··· Dataset
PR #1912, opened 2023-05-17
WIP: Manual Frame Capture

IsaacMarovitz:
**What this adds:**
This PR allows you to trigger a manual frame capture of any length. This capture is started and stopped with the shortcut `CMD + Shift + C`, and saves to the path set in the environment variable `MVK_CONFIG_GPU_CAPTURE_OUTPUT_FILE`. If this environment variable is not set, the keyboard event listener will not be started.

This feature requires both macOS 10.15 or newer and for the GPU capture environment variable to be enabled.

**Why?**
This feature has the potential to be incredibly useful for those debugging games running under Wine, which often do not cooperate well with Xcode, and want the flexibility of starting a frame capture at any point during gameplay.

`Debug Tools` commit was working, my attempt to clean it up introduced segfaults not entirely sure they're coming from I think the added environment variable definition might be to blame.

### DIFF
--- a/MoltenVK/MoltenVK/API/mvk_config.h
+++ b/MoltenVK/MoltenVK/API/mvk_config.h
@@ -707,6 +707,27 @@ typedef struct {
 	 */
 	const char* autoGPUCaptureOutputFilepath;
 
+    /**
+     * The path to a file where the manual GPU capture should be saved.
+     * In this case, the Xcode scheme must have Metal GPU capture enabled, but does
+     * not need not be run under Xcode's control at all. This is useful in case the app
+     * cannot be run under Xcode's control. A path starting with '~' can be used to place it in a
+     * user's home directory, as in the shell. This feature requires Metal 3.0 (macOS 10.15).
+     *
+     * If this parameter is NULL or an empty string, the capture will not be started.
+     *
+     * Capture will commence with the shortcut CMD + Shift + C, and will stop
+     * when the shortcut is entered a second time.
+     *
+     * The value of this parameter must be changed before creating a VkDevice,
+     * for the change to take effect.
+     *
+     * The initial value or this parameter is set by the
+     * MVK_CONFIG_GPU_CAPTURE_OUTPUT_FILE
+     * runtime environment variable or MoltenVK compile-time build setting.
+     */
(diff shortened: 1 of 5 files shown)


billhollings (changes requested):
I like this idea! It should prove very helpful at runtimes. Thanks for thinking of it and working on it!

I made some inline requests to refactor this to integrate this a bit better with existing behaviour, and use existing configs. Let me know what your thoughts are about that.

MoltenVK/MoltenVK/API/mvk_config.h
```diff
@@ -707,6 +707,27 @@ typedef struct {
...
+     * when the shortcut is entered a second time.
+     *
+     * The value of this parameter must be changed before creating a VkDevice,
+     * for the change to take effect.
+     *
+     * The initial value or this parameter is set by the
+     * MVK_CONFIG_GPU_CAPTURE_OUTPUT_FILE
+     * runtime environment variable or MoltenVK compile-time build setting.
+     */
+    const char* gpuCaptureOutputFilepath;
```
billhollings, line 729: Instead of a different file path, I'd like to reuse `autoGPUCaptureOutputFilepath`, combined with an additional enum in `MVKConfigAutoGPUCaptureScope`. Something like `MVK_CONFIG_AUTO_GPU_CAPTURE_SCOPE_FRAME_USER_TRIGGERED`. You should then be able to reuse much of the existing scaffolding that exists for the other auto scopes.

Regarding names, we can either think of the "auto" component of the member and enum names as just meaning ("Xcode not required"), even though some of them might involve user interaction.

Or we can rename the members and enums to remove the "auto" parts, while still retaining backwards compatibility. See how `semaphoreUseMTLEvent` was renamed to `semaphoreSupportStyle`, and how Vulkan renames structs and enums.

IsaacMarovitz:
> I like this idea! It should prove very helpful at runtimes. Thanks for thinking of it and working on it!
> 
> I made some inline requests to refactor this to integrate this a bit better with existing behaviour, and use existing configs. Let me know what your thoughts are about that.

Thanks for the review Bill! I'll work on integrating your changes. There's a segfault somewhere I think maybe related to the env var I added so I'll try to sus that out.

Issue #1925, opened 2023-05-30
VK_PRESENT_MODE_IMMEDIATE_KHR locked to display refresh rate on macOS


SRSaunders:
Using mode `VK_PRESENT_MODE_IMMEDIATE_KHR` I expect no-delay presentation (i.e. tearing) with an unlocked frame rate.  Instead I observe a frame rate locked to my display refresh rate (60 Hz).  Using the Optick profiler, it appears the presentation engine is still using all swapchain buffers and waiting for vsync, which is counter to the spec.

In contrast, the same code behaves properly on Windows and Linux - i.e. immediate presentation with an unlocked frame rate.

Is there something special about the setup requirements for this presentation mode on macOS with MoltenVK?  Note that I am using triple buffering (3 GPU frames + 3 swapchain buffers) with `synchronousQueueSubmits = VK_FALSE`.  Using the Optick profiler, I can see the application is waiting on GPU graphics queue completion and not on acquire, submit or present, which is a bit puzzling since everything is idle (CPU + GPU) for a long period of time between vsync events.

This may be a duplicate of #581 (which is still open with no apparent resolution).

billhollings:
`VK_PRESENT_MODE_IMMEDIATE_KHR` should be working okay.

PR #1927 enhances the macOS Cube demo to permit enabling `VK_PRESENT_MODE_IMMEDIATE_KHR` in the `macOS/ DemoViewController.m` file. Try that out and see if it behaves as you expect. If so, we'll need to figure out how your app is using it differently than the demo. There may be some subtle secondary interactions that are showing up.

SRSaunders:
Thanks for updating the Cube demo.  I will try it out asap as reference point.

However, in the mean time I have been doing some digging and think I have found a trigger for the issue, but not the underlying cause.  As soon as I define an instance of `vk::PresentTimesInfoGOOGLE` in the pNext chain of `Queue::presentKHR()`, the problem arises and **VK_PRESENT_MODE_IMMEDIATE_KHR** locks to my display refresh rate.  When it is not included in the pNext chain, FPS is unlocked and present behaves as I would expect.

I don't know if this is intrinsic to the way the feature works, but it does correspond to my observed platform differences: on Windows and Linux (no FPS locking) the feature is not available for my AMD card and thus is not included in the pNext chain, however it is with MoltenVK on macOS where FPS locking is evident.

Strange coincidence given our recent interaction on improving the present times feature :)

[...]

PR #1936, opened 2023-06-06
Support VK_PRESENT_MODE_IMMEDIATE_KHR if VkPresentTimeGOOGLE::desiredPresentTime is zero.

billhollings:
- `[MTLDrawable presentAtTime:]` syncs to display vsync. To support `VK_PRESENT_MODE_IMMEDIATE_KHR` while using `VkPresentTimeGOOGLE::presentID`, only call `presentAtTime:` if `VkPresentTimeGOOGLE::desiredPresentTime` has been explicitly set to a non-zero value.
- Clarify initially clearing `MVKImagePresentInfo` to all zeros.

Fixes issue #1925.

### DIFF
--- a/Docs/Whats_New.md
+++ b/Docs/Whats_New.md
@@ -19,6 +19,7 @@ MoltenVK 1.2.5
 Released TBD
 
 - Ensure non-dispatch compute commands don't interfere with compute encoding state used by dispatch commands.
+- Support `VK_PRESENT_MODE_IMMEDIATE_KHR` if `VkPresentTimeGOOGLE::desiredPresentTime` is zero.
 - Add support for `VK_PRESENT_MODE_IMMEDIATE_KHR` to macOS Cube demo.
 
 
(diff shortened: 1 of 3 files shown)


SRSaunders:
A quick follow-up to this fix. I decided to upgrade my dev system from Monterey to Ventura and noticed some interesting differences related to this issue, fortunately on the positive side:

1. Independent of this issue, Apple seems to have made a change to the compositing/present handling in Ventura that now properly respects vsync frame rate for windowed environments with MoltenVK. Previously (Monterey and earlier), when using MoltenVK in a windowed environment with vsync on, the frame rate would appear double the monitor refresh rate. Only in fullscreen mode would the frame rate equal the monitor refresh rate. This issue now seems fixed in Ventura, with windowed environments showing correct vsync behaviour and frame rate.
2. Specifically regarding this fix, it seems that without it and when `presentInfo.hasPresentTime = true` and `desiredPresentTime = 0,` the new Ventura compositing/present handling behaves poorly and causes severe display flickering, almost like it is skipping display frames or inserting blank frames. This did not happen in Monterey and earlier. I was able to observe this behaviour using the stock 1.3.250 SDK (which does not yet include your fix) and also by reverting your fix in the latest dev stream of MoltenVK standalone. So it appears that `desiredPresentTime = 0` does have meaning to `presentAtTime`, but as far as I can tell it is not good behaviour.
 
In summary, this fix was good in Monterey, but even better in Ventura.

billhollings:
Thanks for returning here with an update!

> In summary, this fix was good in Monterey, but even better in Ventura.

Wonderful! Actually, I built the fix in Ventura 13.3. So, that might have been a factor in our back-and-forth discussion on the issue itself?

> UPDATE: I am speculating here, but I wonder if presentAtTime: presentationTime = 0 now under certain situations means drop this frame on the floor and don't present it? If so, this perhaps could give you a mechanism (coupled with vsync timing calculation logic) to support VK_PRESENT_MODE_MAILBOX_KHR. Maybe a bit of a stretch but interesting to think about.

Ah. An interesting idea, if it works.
······
··· Dataset
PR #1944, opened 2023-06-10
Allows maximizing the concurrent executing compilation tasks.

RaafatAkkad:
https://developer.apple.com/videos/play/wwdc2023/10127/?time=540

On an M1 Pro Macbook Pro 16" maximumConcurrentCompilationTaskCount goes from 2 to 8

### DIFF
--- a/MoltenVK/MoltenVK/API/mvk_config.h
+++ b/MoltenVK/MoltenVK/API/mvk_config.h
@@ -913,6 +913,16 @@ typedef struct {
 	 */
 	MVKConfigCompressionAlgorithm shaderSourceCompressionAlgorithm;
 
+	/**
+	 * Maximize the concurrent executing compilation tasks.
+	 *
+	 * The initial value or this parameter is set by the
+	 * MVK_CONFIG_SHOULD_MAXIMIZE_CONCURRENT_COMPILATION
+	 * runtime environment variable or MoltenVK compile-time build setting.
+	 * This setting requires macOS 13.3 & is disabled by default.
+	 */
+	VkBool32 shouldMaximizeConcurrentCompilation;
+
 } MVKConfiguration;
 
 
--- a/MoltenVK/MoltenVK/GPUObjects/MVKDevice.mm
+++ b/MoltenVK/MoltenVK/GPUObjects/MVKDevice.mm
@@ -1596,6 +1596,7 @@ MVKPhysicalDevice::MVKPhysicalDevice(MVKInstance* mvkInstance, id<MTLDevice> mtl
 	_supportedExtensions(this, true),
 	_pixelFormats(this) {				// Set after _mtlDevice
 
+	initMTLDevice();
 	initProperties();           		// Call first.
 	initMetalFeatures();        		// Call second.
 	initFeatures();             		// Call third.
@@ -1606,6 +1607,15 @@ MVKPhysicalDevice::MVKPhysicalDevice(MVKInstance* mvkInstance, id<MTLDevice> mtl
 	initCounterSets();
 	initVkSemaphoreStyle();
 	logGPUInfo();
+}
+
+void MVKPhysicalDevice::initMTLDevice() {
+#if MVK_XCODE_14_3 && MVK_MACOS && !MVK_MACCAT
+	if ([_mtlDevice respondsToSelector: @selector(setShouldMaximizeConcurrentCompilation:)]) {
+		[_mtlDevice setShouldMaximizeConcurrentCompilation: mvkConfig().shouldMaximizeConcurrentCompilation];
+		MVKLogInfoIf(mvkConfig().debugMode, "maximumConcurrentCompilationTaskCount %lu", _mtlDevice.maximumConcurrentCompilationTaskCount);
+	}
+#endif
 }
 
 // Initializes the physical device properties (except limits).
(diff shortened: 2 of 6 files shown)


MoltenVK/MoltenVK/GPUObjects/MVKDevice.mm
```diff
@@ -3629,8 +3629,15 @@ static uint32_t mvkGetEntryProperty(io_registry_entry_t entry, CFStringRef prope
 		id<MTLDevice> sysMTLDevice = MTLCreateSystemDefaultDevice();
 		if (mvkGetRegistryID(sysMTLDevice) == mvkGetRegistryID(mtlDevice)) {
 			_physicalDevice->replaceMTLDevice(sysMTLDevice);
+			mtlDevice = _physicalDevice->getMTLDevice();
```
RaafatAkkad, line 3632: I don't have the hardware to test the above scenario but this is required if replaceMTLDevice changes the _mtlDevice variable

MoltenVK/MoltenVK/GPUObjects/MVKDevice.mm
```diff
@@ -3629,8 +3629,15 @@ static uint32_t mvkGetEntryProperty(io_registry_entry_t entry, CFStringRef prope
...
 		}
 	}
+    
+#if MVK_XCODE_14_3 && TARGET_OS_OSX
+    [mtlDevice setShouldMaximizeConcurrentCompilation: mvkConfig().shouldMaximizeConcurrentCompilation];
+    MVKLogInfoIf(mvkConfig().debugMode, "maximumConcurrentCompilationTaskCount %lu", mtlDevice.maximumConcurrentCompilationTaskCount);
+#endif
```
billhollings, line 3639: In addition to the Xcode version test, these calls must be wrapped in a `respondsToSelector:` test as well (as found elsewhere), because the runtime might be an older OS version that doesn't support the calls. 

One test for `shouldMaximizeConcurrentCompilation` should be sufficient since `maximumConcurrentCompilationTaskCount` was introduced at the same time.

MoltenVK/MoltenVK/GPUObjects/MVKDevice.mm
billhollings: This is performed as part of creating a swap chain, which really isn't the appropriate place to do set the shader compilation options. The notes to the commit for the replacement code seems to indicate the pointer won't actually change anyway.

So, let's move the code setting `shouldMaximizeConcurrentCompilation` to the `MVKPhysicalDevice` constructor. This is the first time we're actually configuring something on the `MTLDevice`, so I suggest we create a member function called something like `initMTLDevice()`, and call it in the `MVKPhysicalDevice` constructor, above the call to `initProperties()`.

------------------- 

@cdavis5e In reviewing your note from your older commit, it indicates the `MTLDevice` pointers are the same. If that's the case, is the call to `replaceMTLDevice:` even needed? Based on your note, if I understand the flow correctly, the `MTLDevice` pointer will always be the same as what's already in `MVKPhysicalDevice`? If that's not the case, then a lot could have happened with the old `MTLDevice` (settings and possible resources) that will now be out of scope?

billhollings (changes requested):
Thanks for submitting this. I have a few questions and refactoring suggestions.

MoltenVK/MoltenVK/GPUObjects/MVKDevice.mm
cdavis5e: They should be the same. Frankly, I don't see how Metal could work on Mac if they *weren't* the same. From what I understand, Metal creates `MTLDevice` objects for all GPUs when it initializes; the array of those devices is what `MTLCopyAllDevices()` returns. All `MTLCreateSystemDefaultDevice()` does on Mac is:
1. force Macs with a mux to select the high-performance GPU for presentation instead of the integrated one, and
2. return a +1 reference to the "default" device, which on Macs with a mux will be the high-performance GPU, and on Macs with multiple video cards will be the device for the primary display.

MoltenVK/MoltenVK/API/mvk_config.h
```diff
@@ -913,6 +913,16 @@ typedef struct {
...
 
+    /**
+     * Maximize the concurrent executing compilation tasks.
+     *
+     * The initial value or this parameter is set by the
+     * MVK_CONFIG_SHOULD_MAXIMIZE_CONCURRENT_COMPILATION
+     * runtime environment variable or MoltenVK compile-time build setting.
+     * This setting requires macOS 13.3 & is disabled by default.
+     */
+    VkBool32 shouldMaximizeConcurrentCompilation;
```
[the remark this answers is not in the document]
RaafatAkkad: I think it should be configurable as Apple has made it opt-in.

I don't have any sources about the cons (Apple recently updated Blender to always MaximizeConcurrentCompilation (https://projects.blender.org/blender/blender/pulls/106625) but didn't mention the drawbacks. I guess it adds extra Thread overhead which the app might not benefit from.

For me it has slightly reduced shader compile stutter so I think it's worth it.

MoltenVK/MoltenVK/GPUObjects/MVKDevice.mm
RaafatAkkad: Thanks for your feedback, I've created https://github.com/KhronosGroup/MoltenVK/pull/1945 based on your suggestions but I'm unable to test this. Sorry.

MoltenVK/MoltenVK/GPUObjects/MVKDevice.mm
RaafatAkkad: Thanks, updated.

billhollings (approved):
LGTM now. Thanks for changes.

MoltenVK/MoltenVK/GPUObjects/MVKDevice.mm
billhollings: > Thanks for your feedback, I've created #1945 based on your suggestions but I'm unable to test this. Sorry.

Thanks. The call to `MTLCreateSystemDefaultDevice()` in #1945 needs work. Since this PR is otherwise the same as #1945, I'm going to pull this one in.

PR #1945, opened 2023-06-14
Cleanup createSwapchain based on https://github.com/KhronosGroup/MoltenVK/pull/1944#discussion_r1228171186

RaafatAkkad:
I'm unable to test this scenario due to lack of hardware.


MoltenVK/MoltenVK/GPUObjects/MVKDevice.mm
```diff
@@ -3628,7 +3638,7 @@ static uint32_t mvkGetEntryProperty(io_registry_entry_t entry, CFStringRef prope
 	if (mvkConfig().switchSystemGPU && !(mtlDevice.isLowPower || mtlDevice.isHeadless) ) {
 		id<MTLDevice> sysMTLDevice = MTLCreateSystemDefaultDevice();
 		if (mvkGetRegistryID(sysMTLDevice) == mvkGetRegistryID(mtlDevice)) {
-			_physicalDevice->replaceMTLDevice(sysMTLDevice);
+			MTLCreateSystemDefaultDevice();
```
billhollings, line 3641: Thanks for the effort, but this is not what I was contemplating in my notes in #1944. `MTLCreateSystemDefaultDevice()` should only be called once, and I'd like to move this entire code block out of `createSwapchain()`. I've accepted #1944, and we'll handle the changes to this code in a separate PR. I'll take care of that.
······
··· Dataset
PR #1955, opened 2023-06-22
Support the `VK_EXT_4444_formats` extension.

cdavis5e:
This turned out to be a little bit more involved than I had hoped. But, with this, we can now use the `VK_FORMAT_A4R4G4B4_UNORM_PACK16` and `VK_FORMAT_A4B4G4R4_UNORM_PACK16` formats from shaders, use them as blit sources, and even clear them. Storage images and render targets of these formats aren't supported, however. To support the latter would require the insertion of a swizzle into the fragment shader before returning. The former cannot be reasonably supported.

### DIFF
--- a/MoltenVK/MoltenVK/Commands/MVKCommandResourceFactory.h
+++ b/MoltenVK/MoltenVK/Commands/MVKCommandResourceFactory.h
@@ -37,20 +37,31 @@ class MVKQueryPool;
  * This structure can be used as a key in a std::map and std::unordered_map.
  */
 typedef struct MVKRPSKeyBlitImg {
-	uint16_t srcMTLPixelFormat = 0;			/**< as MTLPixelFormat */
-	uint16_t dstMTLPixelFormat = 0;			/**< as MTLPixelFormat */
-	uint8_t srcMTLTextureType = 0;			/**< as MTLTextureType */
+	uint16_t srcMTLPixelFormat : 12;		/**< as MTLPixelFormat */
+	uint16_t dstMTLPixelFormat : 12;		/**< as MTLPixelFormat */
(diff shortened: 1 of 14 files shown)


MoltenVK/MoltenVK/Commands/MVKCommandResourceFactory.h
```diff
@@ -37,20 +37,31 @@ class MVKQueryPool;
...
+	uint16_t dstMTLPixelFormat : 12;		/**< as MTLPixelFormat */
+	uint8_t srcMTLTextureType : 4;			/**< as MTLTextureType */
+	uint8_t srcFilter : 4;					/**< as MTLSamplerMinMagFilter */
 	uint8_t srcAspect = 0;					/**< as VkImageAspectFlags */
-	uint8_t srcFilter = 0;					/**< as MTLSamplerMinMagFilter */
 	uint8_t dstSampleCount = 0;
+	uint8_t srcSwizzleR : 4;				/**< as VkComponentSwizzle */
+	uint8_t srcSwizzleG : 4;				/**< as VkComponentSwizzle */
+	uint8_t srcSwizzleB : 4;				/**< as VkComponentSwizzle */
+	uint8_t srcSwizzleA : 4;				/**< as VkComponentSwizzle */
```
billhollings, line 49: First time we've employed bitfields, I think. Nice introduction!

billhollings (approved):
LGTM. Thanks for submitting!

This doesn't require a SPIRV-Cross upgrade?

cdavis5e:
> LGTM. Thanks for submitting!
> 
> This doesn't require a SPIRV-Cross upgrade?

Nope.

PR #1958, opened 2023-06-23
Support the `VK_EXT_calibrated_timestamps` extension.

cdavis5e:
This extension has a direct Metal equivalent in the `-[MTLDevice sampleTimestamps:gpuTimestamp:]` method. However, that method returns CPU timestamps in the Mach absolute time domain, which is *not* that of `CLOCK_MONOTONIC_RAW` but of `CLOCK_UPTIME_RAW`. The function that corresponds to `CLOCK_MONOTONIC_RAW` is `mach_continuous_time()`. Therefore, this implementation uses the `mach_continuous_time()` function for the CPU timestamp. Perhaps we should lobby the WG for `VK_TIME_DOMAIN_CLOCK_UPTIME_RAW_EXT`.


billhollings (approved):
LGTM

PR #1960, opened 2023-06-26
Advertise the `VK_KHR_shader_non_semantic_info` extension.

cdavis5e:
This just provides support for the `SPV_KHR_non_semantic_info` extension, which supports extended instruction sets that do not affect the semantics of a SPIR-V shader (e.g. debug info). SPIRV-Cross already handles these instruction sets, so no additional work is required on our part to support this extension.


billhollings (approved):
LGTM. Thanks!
······
Exercise description: Reproduce exactly the lines above from the line with "- Add support" to the line with "A quick follow-up", including both, and add nothing.

Task result:
 - Add support for `VK_PRESENT_MODE_IMMEDIATE_KHR` to macOS Cube demo.
 
 
(diff shortened: 1 of 3 files shown)


SRSaunders:
A quick follow-up to this fix. I decided to upgrade my dev system from Monterey to Ventura and noticed some interesting differences related to this issue, fortunately on the positive side:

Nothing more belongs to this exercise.